What the exercise asks:
Among the lines listed below, count those that include the string "namespace", and state only the count.

○ ○ ○ ○

PR #5985, opened 2022-08-23
Re-add deprecated tag_policy_tag et.al. types that were removed in V1.8.1

hkaiser:
This fixes oversight that introduces an incompatibility with HPX-Kokkos

### DIFF
--- a/libs/core/executors/include/hpx/executors/execution_policy.hpp
+++ b/libs/core/executors/include/hpx/executors/execution_policy.hpp
@@ -34,7 +34,17 @@ namespace hpx { namespace execution {
     /// Default sequential execution policy object.
     inline constexpr hpx::execution::experimental::to_task_t task{};
 
+    using task_policy_tag HPX_DEPRECATED_V(1, 9,
+        "hpx::execution::task_policy_tag is deprecated, use "
+        "hpx::execution::experimental::to_task_t instead") =
+        hpx::execution::experimental::to_task_t;
+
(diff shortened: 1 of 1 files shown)


msimberg:
Is the required change literally just changing `task_policy_tag` to `to_task_t` or did more than that change? hpx-kokkos was using it in these `operator()`'s: https://github.com/STEllAR-GROUP/hpx-kokkos/blob/20a44967c742f5a7670b4dff9658d9973bf849f2/src/hpx/kokkos/policy.hpp#L176-L178.

hkaiser:
> Is the required change literally just changing `task_policy_tag` to `to_task_t` or did more than that change? hpx-kokkos was using it in these `operator()`'s: https://github.com/STEllAR-GROUP/hpx-kokkos/blob/20a44967c742f5a7670b4dff9658d9973bf849f2/src/hpx/kokkos/policy.hpp#L176-L178.

Short answer: yes, those are equivalent.

Longer answer: this was changed when we introduced to CPOs that allow to 'convert' one type of execution policy to another type (i.e. `to_non_simd(par_simd) === par`. In this context the `to_task()` CPO was introduced as well. for backwards compatibility, we kept `policy::operator()(to_task_t)` (which is equivalent to the previous `task_policy_tag`). What this change missed was to keep the old names in place to avoid immediate breakage of existing code.

hkaiser:
bors merge

PR #5994, opened 2022-08-29
Fix CTRL+C on windows

Neumann-A:
According to https://docs.microsoft.com/en-us/windows/console/setconsolectrlhandler
returning TRUE will stop further execution of installed handlers and stop the normal handler from running.

- [x] I have fixed a bug

### DIFF
--- a/libs/core/runtime_local/src/runtime_local.cpp
+++ b/libs/core/runtime_local/src/runtime_local.cpp
@@ -103,23 +103,23 @@ namespace hpx {
         {
         case CTRL_C_EVENT:
             handle_termination("Ctrl-C");
-            return TRUE;
+            break;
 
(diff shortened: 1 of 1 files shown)


hkaiser (approved):
Apparently, we had misunderstood the docs, then. 
LGTM, thanks!

hkaiser:
@Neumann-A could you please rebase this onto master and then remove the std::terminate I added here: https://github.com/STEllAR-GROUP/hpx/blob/master/libs/core/runtime_local/src/runtime_local.cpp#L97? It's not needed anymore as your solution is better.

hkaiser (approved):
LGTM, thanks!

hkaiser:
bors merge

PR #6002, opened 2022-09-04
Making sure that default constructble arguments are properly constructed during deserialization

### LINKED ISSUE #5998: Serializing multiple arguments when applying distributed action results in segfault
## Expected Behavior

Call a remote action regardless of the number of parameters as long as they are all serializable. 

## Actual Behavior

A very specific combination of parameters seems to systematically result in a segfault in a distributed environment.

I have a [reproducible example](https://github.com/esseivaju/HPXDistributed/blob/action_2args_error/src/demo.cpp). Configuring it with ```cmake . -DSINGLE_ARG=OFF -DDEFAULT_CONSTRUCTIBLE=OFF -DVECTOR_2ND_ARG=ON``` will result in a segfault when executed (tested on Cori haswell  and Perlmutter CPU). Any other options combination will work.  

## Specifications

  - HPX Version: 1.8.1 (compiled with ```-DHPX_WITH_PARCELPORT_TCP=OFF -DHPX_WITH_PARCELPORT_MPI=ON```)
  - Platform (compiler, OS): 
    - Cori, gcc 11.2.0, cray-mpich 7.7.19 
    - Perlmutter, gcc 11.2.0, cray-mpich 8.1.17

hkaiser:
- if one or more argument to an action was non-default constructible, then the other (default constructible) arguments were not always properly constructed

Fixes #5998

### DIFF
--- a/libs/core/datastructures/include/hpx/datastructures/serialization/tuple.hpp
+++ b/libs/core/datastructures/include/hpx/datastructures/serialization/tuple.hpp
@@ -90,8 +90,14 @@ namespace hpx::util::detail {
             {
                 if constexpr (!std::is_default_constructible_v<T>)
                 {
+                    // non-default constructible types are handled by the user
                     using serialization::detail::load_construct_data;
                     load_construct_data(ar, &t, 0);
+                }
+                else
+                {
+                    // default constructible types still need to be constructed
+                    ::new (&t) T;
                 }
                 ar >> t;
             }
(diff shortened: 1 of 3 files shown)


hkaiser:
@esseivaju please verify that this patch solves the issue you reported

esseivaju:
@hkaiser Thanks for the quick fix! I just tested the patch which does fix the issue on my side.

PR #6003, opened 2022-09-05
Always exporting get_component_name implementations

### LINKED ISSUE #5995: Linker error with hpx::new_<T[]>()
## Expected Behavior

[Documentation](https://hpx-docs.stellar-group.org/latest/html/manual/writing_distributed_hpx_applications.html#defining-components) and [examples](https://github.com/STEllAR-GROUP/hpx/blob/a50602d97bf709b7128164d0d59d82bcb4afe678/examples/hello_world_component/hello_world_component.cpp#L27) suggest to place the macro ```HPX_REGISTER_COMPONENT``` in a source file. The expected behavior is to be able to instantiate the component in other translation units.

## Actual Behavior

If we try to instantiate the component in a different translation unit using ```hpx::new_<T[]>()```, the linker won't find the definition of ```char const* hpx::components::get_component_name<T, void>()``` as it is a function template defined in a source file.

[This commit](https://github.com/esseivaju/HPXDistributed/commit/4c71bd32f635574c9742556b58a7fa326671ea54) shows the diff between using ```hpx::new_<T>()``` and ```hpx::new_<T[]>()```, it will fail to link when setting the Cmake option ```-DSINGLE_WORKER=OFF``` 

## Specifications

  - HPX Version: 1.8.1
  - Platform (compiler, OS): Cori, GCC 11.2.0

hkaiser:
Fixes #5995

### DIFF
--- a/libs/full/components_base/include/hpx/components_base/component_type.hpp
+++ b/libs/full/components_base/include/hpx/components_base/component_type.hpp
@@ -185,12 +185,12 @@ namespace hpx { namespace components {
 
     // Returns the (unique) name for a given component
     template <typename Component, typename Enable = void>
-    constexpr char const* get_component_name() noexcept;
+    HPX_ALWAYS_EXPORT char const* get_component_name() noexcept;
 
     // Returns the (unique) name of the base component. If there is none,
     // nullptr is returned
     template <typename Component, typename Enable = void>
-    constexpr const char* get_component_base_name() noexcept;
+    HPX_ALWAYS_EXPORT const char* get_component_base_name() noexcept;
 
     template <typename Component>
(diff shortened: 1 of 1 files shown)


hkaiser:
@esseivaju: please verify that this patch solves the issue you reported.

esseivaju:
@hkaiser I tried compiling my example with the patch but still get the same linker error

hkaiser:
@esseivaju could you please try one more time?

esseivaju:
@hkaiser The last commit did fix the issue on my side.

hkaiser:
> @hkaiser The last commit did fix the issue on my side.

Yay! Thanks!

hkaiser:
bors merge

Issue #2271, opened 2016-07-29
Add vectorization to the par_vec (aka par_unseq) implementations of the parallel algorithms


brycelelbach:
The par_vec (aka par_unseq) policy allows interleaving of element access functions, e.g. it is safe to the iterations of the algorithm.

Explicit engagement of compiler vectorizers through pragmas is probably the best way to ensure this occurs (e.g. `#pragma simd`, `#pragma omp simd`).

I will probably take a look into doing this myself while preparing my CppCon talk on parallel algorithms.

diehlpk:
@brycelelbach @hkaiser Could you please add a project description here https://github.com/STEllAR-GROUP/hpx/wiki/GSoC-2017-Project-Ideas

Johan511:
I am interested in working on this project. I have seen that in the previous PRs we have added openMP pragmas for vectorization and parallelisation of a loop. Can someone guide me on how I can start out with working on this issue?

hkaiser:
> I am interested in working on this project. I have seen that in the previous PRs we have added openMP pragmas for vectorization and parallelisation of a loop. Can someone guide me on how I can start out with working on this issue?

Yes, we have implemented this for the first batch of algorithms. There are still algorithms left that have not been touched, though. Also, we would need a thorough performance analysis of the existing implementation, combined with improvements, if needed.

Johan511:
par_unseq implementation for algorithms

* [x]  `adjacent_difference`
* [ ]  `inner_product`  does it support any execution policy, could not find doc. Do we Implement using transform reduce?
* [x]  `adjacent_find` 
* [x]  `all_of` `any_of` `none_of` 
------------------------------------
* [ ]  `copy` `copy_if` `copy_n`
* [ ]  `move`
* [ ]  `count` `count_if`
* [ ]  `equal` `mismatch` 
* [ ]  `exclusive_scan` `inclusive_scan` 
* [ ]  `reduce` `transform`
* [ ]  `fill` `fill_n`
* [ ]  `find` `find_end` `find_first_of` `find_if` `find_if_not`
* [x]  `for_each` `for_each_n`
* [ ]  `generate` `generate_n`
* [ ]  `is_heap` `is_heap_until` 
* [ ]  `is_partitioned` `is_sorted` `is_sorted_until`
* [ ]  `lexicographical_compare`
* [ ]  `max_element` `min_element` `minmax_element`
* [ ]  `make_heap`
* [ ]  `partial_sort`
[...]

PR #6016, opened 2022-09-18
Config and structural updates to support unseq implementation

akcube:
## Proposed Changes
- Config file for auto-vectorization user provided hints
- Structural changes to account for unseq implementations

#2271

### DIFF
--- a/libs/core/algorithms/include/hpx/parallel/unseq.hpp
+++ b/libs/core/algorithms/include/hpx/parallel/unseq.hpp
@@ -1,0 +1,9 @@
+//  Copyright (c) 2022 A Kishore Kumar
+//
+//  SPDX-License-Identifier: BSL-1.0
+//  Distributed under the Boost Software License, Version 1.0. (See accompanying
+//  file LICENSE_1_0.txt or copy at http://www.boost.org/LICENSE_1_0.txt)
+
+#pragma once
+
+#include <hpx/config.hpp>
--- a/libs/core/algorithms/tests/unit/unseq_algorithms/CMakeLists.txt
+++ b/libs/core/algorithms/tests/unit/unseq_algorithms/CMakeLists.txt
@@ -1,0 +1,22 @@
+set(tests "")
+
+foreach(test ${tests})
+  set(sources ${test}.cpp)
+
+  set(${test}_PARAMETERS THREADS_PER_LOCALITY 4)
+
+  source_group("Source Files" FILES ${sources})
+
+  # add example executable
+  add_hpx_executable(
+    ${test}_test INTERNAL_FLAGS
+    SOURCES ${sources} ${${test}_FLAGS}
+    EXCLUDE_FROM_ALL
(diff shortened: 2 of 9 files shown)


libs/core/algorithms/include/hpx/parallel/unseq.hpp
```diff
@@ -0,0 +1,9 @@
+//  Copyright (c) 2022 A Kishore Kumar
+//
+//  SPDX-License-Identifier: BSL-1.0
+//  Distributed under the Boost Software License, Version 1.0. (See accompanying
+//  file LICENSE_1_0.txt or copy at http://www.boost.org/LICENSE_1_0.txt)
+
+#pragma once
+
+#include <hpx/config.hpp>
```
hkaiser, line 9: Why do you need this file? Wouldn't #including <hpx/config.hpp> instead of this file be sufficient?

libs/core/algorithms/tests/unit/unseq_algorithms/CMakeLists.txt
```diff
@@ -0,0 +1,22 @@
+set(tests "")
```
hkaiser, line 1: This file misses Copyright, License, and SPDX-License-Identifier. It also misses an endline on the last line.

libs/core/config/include/hpx/config/auto_vectorization.hpp
```diff
@@ -0,0 +1,96 @@
...
+#define HPX_LANE_SIZE 64
+#elifdef __AVX2__
+#define HPX_LANE_SIZE 32
+#elifdef __SSE3__
+#define HPX_LANE_SIZE 16
+#else
+#define HPX_LANE_SIZE 64
+#endif
+
+#endif
```
hkaiser, line 96: Endline is missing here.

libs/core/config/include/hpx/config/auto_vectorization.hpp
```diff
@@ -0,0 +1,96 @@
...
+
+#ifdef __AVX512F__
+#define HPX_LANE_SIZE 64
+#elifdef __AVX2__
+#define HPX_LANE_SIZE 32
+#elifdef __SSE3__
+#define HPX_LANE_SIZE 16
+#else
+#define HPX_LANE_SIZE 64
+#endif
```
hkaiser, line 94: I think the default should be no vectorization, e.g. if this is compiled on an ARM/SVE platform or similar. Alternatively, let's cause the compilation to fail (have an `#error`.

libs/core/config/include/hpx/config/auto_vectorization.hpp
hkaiser, line 96: All of your new files miss endline characters on the last lines.

hkaiser (changes requested):

hkaiser:
This PR is superseded by #6018. Closing without merging. All comments here should be addressed in #6018.

PR #6017, opened 2022-09-20
loop and transform_loop unseq adaptation

akcube:
## Proposed Changes
- Implements the unseq adaptation of `util::loop` and `transform_loop`. Will affect `transform`, `for_each` and `for_loop`.
- Added tests for both.

This is based on #6016

### DIFF
--- a/libs/core/algorithms/include/hpx/parallel/unseq/loop.hpp
+++ b/libs/core/algorithms/include/hpx/parallel/unseq/loop.hpp
@@ -1,0 +1,356 @@
+//  Copyright (c) 2022 A Kishore Kumar
+//
+//  SPDX-License-Identifier: BSL-1.0
+//  Distributed under the Boost Software License, Version 1.0. (See accompanying
+//  file LICENSE_1_0.txt or copy at http://www.boost.org/LICENSE_1_0.txt)
+
+#pragma once
+
+#include <hpx/config.hpp>
+
+#include <hpx/executors/execution_policy.hpp>
+#include <hpx/functional/tag_invoke.hpp>
+#include <hpx/parallel/util/loop.hpp>
+
+#include <algorithm>
+#include <cstddef>
+#include <cstdint>
+#include <iterator>
+#include <type_traits>
+#include <utility>
+
+namespace hpx { namespace parallel { namespace util {
+
+    ///////////////////////////////////////////////////////////////////////////
+    namespace detail {
+        ///////////////////////////////////////////////////////////////////////
+        struct unseq_loop_n
+        {
+            template <typename InIter, typename F>
+            HPX_HOST_DEVICE HPX_FORCEINLINE static InIter call(
+                InIter it, std::size_t count, F&& f)
+            {
+                // clang-format off
+                HPX_IVDEP HPX_UNROLL HPX_VECTORIZE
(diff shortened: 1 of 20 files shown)


libs/core/algorithms/include/hpx/parallel/unseq/loop.hpp
```diff
@@ -0,0 +1,356 @@
...
+            template <typename Begin, typename End, typename F>
+            HPX_HOST_DEVICE HPX_FORCEINLINE static typename std::enable_if<
+                !hpx::traits::is_random_access_iterator_v<Begin>, Begin>::type
+            call(Begin it, End end, F&& f)
+            {
+                for (/* */; it != end; it++)
+                {
+                    HPX_INVOKE(f, it);
+                }
+            }
```
hkaiser, line 102: Could we make this fall back to the existing non-vectorized implementation?

libs/core/algorithms/include/hpx/parallel/unseq/loop.hpp
```diff
@@ -0,0 +1,356 @@
...
+                F&& f)
+            {
+                for (/* */; it != end; ++it)
+                {
+                    HPX_INVOKE(f, it);
+                    if (tok.was_cancelled())
+                        return it;
+                }
+                return it;
+            }
```
hkaiser, line 129: Same here: Could we make this fall back to the existing non-vectorized implementation?

libs/core/algorithms/include/hpx/parallel/unseq/loop.hpp
```diff
@@ -0,0 +1,356 @@
...
+            HPX_HOST_DEVICE HPX_FORCEINLINE static typename std::enable_if<
+                !hpx::traits::is_random_access_iterator_v<Begin>, Begin>::type
+            call(Begin it, End end, F&& f)
+            {
+                for (/* */; it != end; ++it)
+                {
+                    HPX_INVOKE(f, *it);
+                }
+                return it;
+            }
```
hkaiser, line 153: Could we make this fall back to the existing non-vectorized implementation? This comment applies to many more places in this file below.

hkaiser (commented):
I think we could reduce the amount of code duplication in loop.hpp et.al. by enabling the tag_invoke overloads for unseq  for random_access iterators only.

Johan511:
@akcube  can you please help me out with how I can run the algorithms using the par_unseq execution policy?  I am not able to be unseq/loop.hpp in my hpx installation

`sudo find . -name "*loop.hpp*" -print`

`./include/parallel_for_loop.hpp`
`./thread_pools/scheduling_loop.hpp`
`./execution/algorithms/run_loop.hpp`
`./parallel/container_algorithms/for_loop.hpp`
`./parallel/util/transform_loop.hpp`
`./parallel/util/loop.hpp`
`./parallel/algorithms/for_loop.hpp`
`./parallel/datapar/transform_loop.hpp`
`./parallel/datapar/loop.hpp`

also I did place a breakpoint at loop.hpp and did find the execution breaking over [here](https://github.com/STEllAR-GROUP/hpx/blob/master/libs/core/algorithms/include/hpx/parallel/util/loop.hpp#L302). Was this the expected behaviour?

PR #6024, opened 2022-09-27
Add --start-group and --end-group before libraries are added for linking

stevenrbrandt:
Recently, I attempted to compile simple_resource_partitioner.cpp using hpxcxx and got some undefined symbols, but these symbols were defined in libhpx_init.a, a library that is already on the link line.

## Proposed Changes
Add -Wl,--start-group before linking libs and -Wl,--end-group after linking libs.


hkaiser (approved):
LGTM, thanks!

hkaiser:
bors merge

PR #6026, opened 2022-09-28
add option hpx:force_ipv4 to force resolving hostnames to ipv4 adresses

Neumann-A:
## Proposed Changes

  - add an option to force resolving hostnames to ipv4 adresses

Local hostnames on windows are commonly resolved to ipv6 addresses while remote hostnames resolved to ipv4 addresses. This leads to hpx applications to listen on the wrong addresses if using hostnames on windows. 

The following code might also be related to this since pinging localhost returns a ipv6 `::1` instead of ipv4. 

https://github.com/STEllAR-GROUP/hpx/blob/435ae68f04084df3fa652ef76571b78db1980e8d/libs/core/asio/src/map_hostnames.cpp#L26-L36

## Checklist

- [x] I have added a new feature ~~and have added tests to go along with it.~~ (I don't even see where to add a test here;somewhere in CI?)
- [ ] ~~I have fixed a bug and have added a regression test~~.
- [ ] ~~I have added a test using random numbers; I have made sure it uses a seed, and that random numbers generated are valid inputs for the tests~~.

## Other comment.

Maybe HPX should detect ipv4/ipv6 mismatch on its own since it has to lookup the endpoints any way?

### DIFF
--- a/libs/core/asio/include/hpx/asio/map_hostnames.hpp
+++ b/libs/core/asio/include/hpx/asio/map_hostnames.hpp
@@ -27,7 +27,7 @@ namespace hpx { namespace util {
             transform_function_type;
 
         map_hostnames(bool debug = false)
-          : debug_(debug)
+          : ipv4_(false), debug_(debug)
         {
         }
 
@@ -46,12 +46,18 @@ namespace hpx { namespace util {
             transform_ = f;
         }
 
+        void force_ipv4(bool const& f)
+        {
+            ipv4_ = f;
+        }
+
         std::string map(std::string host_name, std::uint16_t port) const;
 
     private:
         transform_function_type transform_;
         std::string suffix_;
         std::string prefix_;
+        bool ipv4_;
         bool debug_;
     };
 }}    // namespace hpx::util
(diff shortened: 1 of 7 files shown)


libs/core/asio/include/hpx/asio/map_hostnames.hpp
```diff
@@ -46,12 +46,18 @@ namespace hpx { namespace util {
             transform_ = f;
         }
 
+        void force_ipv4(bool const& f)
```
hkaiser, line 49: Why is this a `const&`?

hkaiser (approved):
Otherwise, LGTM, thanks!

libs/core/asio/include/hpx/asio/map_hostnames.hpp
Neumann-A, line 49:
```suggestion
        void force_ipv4(bool f)
```

Neumann-A: just c&p from the function above. Change it to only be bool

hkaiser (approved):

hkaiser:
bors merge

PR #6030, opened 2022-09-29
Adding parcelport initialization hook for resource partitioner operation

hkaiser:
This adds a hook to all parcelports that will be invoked during initialization giving each parcelport a chance to create thread pools or perform other initialization work involving the resource partitioner.


hkaiser:
The problem with this PR (ATM) is that a parcelport will possibly create a thread pool regardless whether it will be actually used in the end or not. Some refinement is still required.

hkaiser:
bors merge

PR #6033, opened 2022-10-04
Support for data-parallelism for replace, replace_if, replace_copy, replace_copy_if algorithms

srinivasyadav18:
Contributes to Fixing https://github.com/STEllAR-GROUP/hpx/issues/2333

## Proposed Changes

  - Moved replace algorithm implementation to detail/replace.hpp
  - Added datapar replace implementation
  - Added unit tests for datapar replace

### DIFF
--- a/libs/core/algorithms/include/hpx/parallel/datapar/replace.hpp
+++ b/libs/core/algorithms/include/hpx/parallel/datapar/replace.hpp
@@ -1,0 +1,306 @@
+//  Copyright (c) 2022 Srinivas Yadav
+//
+//  SPDX-License-Identifier: BSL-1.0
+//  Distributed under the Boost Software License, Version 1.0. (See accompanying
+//  file LICENSE_1_0.txt or copy at http://www.boost.org/LICENSE_1_0.txt)
+
+#pragma once
+
+#include <hpx/config.hpp>
+
+#if defined(HPX_HAVE_DATAPAR)
+#include <hpx/execution/traits/is_execution_policy.hpp>
+#include <hpx/execution/traits/vector_pack_conditionals.hpp>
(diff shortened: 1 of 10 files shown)


libs/core/algorithms/include/hpx/parallel/datapar/replace.hpp
```diff
@@ -0,0 +1,306 @@
...
+
+    template <typename ExPolicy, typename InIter, typename T1, typename T2,
+        typename Proj,
+        HPX_CONCEPT_REQUIRES_(
+            hpx::is_vectorpack_execution_policy<ExPolicy>::value)>
+    HPX_HOST_DEVICE HPX_FORCEINLINE auto tag_invoke(
+        sequential_replace_t<ExPolicy>, ExPolicy&& policy, InIter first,
+        InIter last, T1 const& old_value, T2 const& new_value, Proj&& proj)
+    {
+        if constexpr (hpx::parallel::util::detail::iterator_datapar_compatible<
```
hkaiser, line 72: Could you add this to the `HPX_CONCEPT_REQUIRES_` above, thus avoiding duplicating the `else` case below? This might also require adding the `to_non_simd` to the non-datapar case, though.

hkaiser (changes requested):

libs/core/algorithms/include/hpx/parallel/datapar/replace.hpp
hkaiser: Let's leave this PR as is and get back to the mentioned issue later.

hkaiser (approved):

hkaiser:
bors merge

PR #6035, opened 2022-10-06
Simplify datapar replace copy if

srinivasyadav18:
Fixes #6033 

## Proposed Changes

  - To use util::in_out_result to return the result from zip_iterator.


hkaiser (approved):
LGTM, thanks!

PR #6037, opened 2022-10-07
Avoid performing parcel related background work if networking is disabled

hkaiser:
This fixes a performance regression if running on one locality if a parcel port is enabled that performs background work. @diehlpk this should resolve the issue you reported.


diehlpk:
@G-071 Can you please check that on Ookami, since I do not have access to Fugaku.

PR #6038, opened 2022-10-07
Clean up command line handling

hkaiser:
- flyby: add purely local hello world example
- flyby: fix APPLICATION name for local runtime


hkaiser:
bors merge

PR #6042, opened 2022-10-11
Modernize dataflow API

hkaiser:
- introduce `hpx::detail::dataflow_t` CPO
- deprecate `dataflow_alloc()` and `dataflow<Action>()`


hkaiser:
bors merge

PR #6044, opened 2022-10-15
Generalize the use of then() and dataflow

hkaiser:
- futures are not senders anymore (by default), this introduces `as_sender()` that can be used for this purpose
- fixed reverse and rotate algorithms to properly work with sender/receiver based executors
- flyby: modernize reverse and rotate algorithm implementations
- flyby: adding hpx::tuple_size_v (C++17)


hkaiser:
bors merge

PR #7068, opened 2026-03-20
cmake: remove HPX_WITH_CXX20_STD_EXECUTION_POLICES feature test

Priyanshi507:
Fixes #
6941
## Proposed Changes

- Remove cmake function hpx_check_for_cxx20_std_execution_policies 
  from HPX_AddConfigTest.cmake
- Remove function call from HPX_PerformCxxFeatureTests.cmake
- Delete obsolete test file cmake/tests/cxx20_std_execution_policies.cpp
- Remove HPX_HAVE_CXX20_STD_EXECUTION_POLICES guards from:
  - std_execution_policy.hpp
  - dispatch.hpp
  - std_execution_policies.cpp
  - foreach_std_policies.cpp
  
Part of the cleanup tracked in #6941. Since HPX now requires C++20,
std::execution::unsequenced_policy is always available and the 
compile-time check is no longer needed.

## Checklist

### DIFF
--- a/CMakeLists.txt
+++ b/CMakeLists.txt
@@ -1893,6 +1893,17 @@ hpx_option(
   ADVANCED
 )
 
+hpx_option(
+  HPX_WITH_CXX20_STD_EXECUTION_POLICES
+  BOOL
+  "Support using std execution policies for HPX parallel algorithms (default: ON)."
+  ON
+  ADVANCED
+)
+if(HPX_WITH_CXX20_STD_EXECUTION_POLICES)
+  hpx_add_config_define(HPX_HAVE_CXX20_STD_EXECUTION_POLICES)
+endif()
+
 # Need to include the CUDA setup before the config test to enable the CUDA
 # language
 include(HPX_SetupCUDA)


hkaiser:
Removing the feature test is ok. However, I'd like to keep the CMake flag (and the associated preprocessor macro) in place as this option guards an optional buy-in to allow using std exection policies with HPX algorithms. It might be useful to be able to disable this option in some contexts.

Priyanshi507:
> Removing the feature test is ok. However, I'd like to keep the CMake flag (and the associated preprocessor macro) in place as this option guards an optional buy-in to allow using std exection policies with HPX algorithms. It might be useful to be able to disable this option in some contexts.

@hkaiser Done — I've restored the HPX_HAVE_CXX20_STD_EXECUTION_POLICES guards in std_execution_policy.hpp, dispatch.hpp, std_execution_policies.cpp, and foreach_std_policies.cpp. The CMake feature test removal is kept, but the preprocessor macro remains as an optional buy-in.

cmake/HPX_PerformCxxFeatureTests.cmake
```diff
@@ -104,10 +104,6 @@ function(hpx_perform_cxx_feature_tests)
       )
     endif()
 
-    hpx_check_for_cxx20_std_execution_policies(
-      DEFINITIONS HPX_HAVE_CXX20_STD_EXECUTION_POLICES
```
hkaiser, line 108: By removing this, the `HPX_HAVE_CXX20_STD_EXECUTION_POLICES` will never be defined. This needs to be replaced with a canonical:
```
hpx_option(
  HPX_WITH_CXX20_STD_EXECUTION_POLICES BOOL 
  "Support using std executio policies for HPX paralel algorithms (default: ON)." 
  ON ADVANCED
)
if(HPX_WITH_CXX20_STD_EXECUTION_POLICES)
  hpx_add_config_define(HPX_HAVE_CXX20_STD_EXECUTION_POLICES)
endif()
```
This can go somewhere in the main CMakeLists.txt

Priyanshi507: @hkaiser Done — I've added hpx_option for HPX_WITH_CXX20_STD_EXECUTION_POLICES in the main CMakeLists.txt after the HPX_WITH_SUPPORT_NO_UNIQUE_ADDRESS_ATTRIBUTE option, with hpx_add_config_define to ensure HPX_HAVE_CXX20_STD_EXECUTION_POLICES is still defined when the option is ON.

○ ○ ○ ○

Completed task:
10